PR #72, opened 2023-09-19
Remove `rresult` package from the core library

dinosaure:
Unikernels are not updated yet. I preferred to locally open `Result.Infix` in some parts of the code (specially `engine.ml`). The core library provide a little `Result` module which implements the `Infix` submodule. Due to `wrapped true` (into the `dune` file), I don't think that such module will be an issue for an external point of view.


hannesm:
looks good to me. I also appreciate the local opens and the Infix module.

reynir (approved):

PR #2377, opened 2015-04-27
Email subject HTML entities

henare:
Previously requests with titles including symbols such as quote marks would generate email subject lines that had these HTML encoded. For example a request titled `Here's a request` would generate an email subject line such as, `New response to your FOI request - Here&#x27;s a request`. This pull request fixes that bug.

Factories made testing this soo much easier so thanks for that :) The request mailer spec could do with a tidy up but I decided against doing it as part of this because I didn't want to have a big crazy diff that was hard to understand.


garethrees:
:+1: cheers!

____

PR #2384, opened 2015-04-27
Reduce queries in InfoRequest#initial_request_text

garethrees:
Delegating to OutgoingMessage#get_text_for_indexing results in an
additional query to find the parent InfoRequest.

____

Which lines in the records above contain the word "subject"? Copy each one.

Email subject HTML entities
Previously requests with titles including symbols such as quote marks would generate email subject lines that had these HTML encoded. For example a request titled `Here's a request` would generate an email subject line such as, `New response to your FOI request - Here&#x27;s a request`. This pull request fixes that bug.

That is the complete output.